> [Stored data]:

BEGIN

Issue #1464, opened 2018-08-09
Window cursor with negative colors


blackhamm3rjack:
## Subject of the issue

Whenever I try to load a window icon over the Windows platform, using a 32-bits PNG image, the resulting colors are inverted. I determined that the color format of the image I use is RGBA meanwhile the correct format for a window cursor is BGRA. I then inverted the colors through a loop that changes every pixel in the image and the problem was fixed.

END
BEGIN

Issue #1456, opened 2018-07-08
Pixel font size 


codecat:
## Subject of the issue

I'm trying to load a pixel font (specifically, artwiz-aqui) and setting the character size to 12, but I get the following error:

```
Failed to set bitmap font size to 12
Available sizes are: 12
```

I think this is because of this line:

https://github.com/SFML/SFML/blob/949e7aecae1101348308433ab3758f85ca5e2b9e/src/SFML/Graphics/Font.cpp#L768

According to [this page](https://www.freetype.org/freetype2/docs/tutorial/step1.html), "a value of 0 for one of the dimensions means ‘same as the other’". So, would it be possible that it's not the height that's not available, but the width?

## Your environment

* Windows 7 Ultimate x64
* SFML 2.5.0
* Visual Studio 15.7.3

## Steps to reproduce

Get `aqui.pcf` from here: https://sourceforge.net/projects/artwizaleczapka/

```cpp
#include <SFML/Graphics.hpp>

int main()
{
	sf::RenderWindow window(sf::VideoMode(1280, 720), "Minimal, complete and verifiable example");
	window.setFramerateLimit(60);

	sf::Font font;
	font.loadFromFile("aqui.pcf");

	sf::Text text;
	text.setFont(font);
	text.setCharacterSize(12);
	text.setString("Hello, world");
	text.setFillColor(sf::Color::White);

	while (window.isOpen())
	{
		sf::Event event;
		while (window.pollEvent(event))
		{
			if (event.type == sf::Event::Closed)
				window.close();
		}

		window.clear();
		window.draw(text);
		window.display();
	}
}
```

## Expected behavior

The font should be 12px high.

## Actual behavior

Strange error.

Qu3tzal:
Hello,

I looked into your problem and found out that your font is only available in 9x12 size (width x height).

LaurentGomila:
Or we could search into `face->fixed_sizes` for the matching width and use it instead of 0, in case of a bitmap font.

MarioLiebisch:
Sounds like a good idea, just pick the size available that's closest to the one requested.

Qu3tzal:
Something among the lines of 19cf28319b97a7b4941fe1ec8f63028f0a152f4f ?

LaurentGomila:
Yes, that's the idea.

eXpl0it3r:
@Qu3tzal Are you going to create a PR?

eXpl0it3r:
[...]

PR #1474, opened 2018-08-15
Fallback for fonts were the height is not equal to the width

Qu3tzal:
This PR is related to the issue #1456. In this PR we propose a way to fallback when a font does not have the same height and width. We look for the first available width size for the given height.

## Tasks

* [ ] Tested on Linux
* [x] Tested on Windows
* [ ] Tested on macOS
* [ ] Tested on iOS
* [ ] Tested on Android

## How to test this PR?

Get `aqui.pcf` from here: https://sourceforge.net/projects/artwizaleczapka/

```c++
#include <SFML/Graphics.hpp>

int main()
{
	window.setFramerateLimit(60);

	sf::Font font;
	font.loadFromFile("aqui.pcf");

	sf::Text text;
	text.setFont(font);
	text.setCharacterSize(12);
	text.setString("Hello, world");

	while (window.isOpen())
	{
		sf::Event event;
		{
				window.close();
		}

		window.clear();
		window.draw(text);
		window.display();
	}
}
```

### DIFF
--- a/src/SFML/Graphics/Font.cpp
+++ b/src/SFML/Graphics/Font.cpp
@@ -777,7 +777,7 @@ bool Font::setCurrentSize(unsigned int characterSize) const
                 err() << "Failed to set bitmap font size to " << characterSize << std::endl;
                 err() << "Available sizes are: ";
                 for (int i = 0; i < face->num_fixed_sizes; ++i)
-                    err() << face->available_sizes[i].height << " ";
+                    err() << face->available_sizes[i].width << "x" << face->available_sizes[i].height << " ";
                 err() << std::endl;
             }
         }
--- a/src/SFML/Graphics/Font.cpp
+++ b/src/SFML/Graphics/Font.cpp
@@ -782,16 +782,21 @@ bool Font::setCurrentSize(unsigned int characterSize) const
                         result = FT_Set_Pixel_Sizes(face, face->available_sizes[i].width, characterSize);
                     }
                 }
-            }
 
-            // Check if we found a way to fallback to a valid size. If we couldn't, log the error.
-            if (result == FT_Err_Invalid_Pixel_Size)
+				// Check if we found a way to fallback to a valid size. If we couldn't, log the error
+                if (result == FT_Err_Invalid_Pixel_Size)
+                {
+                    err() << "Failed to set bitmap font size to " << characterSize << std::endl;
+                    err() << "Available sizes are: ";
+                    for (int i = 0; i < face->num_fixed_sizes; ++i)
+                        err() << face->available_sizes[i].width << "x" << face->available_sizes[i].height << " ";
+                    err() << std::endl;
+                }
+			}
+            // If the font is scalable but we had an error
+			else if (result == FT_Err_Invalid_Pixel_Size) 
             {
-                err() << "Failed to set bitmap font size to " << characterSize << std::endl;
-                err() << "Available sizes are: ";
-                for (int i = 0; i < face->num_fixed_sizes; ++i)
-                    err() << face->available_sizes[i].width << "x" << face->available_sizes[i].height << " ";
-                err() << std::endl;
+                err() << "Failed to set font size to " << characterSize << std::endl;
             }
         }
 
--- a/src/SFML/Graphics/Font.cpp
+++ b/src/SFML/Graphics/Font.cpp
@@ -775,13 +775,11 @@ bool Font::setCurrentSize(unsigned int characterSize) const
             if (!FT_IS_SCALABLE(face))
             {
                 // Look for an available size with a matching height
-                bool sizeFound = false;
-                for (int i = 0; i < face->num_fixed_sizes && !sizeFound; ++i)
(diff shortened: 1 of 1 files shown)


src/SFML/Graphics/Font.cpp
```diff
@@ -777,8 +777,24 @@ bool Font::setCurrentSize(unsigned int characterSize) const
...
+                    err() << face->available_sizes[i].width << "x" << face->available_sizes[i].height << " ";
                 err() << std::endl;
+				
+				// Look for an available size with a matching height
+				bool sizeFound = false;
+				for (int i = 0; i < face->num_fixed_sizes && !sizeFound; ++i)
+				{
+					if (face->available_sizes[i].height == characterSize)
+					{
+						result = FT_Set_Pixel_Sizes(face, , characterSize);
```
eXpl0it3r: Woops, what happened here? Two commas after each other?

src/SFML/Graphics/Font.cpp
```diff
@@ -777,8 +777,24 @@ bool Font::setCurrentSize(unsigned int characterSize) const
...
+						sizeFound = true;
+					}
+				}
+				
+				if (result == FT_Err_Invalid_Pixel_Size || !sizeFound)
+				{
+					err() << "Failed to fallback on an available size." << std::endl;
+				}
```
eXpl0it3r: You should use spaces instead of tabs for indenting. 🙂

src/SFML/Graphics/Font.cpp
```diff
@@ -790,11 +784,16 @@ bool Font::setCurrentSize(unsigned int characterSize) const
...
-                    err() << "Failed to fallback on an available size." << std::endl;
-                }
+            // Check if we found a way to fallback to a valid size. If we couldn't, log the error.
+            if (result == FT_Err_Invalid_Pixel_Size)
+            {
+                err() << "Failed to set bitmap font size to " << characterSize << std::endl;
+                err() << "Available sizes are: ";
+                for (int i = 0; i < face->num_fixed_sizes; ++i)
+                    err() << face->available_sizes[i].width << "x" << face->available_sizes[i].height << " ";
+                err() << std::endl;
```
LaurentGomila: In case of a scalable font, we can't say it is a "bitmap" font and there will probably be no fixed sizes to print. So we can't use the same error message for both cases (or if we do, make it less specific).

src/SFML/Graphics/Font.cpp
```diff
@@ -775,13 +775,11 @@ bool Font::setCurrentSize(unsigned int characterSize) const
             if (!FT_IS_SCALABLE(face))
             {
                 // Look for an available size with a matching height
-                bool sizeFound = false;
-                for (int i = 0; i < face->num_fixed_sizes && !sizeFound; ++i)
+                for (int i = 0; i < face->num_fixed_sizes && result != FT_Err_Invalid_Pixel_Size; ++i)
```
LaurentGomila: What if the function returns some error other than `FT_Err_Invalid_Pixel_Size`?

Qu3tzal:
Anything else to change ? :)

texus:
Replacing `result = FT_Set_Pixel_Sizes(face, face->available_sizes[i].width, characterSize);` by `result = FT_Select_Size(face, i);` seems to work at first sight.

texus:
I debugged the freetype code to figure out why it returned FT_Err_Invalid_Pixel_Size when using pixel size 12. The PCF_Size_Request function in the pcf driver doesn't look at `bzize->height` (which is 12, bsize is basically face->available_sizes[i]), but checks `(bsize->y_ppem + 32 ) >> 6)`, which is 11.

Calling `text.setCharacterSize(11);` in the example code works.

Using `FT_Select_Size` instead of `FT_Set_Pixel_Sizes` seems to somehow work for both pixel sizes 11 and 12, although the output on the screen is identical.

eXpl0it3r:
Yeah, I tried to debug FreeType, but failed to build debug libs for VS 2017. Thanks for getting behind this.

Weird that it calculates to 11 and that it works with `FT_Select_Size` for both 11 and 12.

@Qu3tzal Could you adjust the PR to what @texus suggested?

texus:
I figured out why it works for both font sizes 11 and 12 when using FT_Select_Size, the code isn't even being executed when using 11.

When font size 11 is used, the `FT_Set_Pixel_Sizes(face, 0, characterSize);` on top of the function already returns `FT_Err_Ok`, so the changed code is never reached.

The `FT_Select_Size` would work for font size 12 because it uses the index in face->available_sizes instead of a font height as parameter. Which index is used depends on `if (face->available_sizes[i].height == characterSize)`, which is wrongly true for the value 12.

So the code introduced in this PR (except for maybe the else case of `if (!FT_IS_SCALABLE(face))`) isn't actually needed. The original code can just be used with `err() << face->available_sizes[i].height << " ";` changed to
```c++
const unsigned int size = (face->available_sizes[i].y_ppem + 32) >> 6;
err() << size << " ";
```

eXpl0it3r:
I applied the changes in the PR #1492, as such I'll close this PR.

END

> [TASK PROMPT]: Copy range, inclusive: the line holding "So the code" to the line holding "I applied the". Reproduce exactly those lines of the records above and no others.

> [ANSWER TO THE PROBLEM]:
So the code introduced in this PR (except for maybe the else case of `if (!FT_IS_SCALABLE(face))`) isn't actually needed. The original code can just be used with `err() << face->available_sizes[i].height << " ";` changed to
```c++
const unsigned int size = (face->available_sizes[i].y_ppem + 32) >> 6;
err() << size << " ";
```

eXpl0it3r:
I applied the changes in the PR #1492, as such I'll close this PR.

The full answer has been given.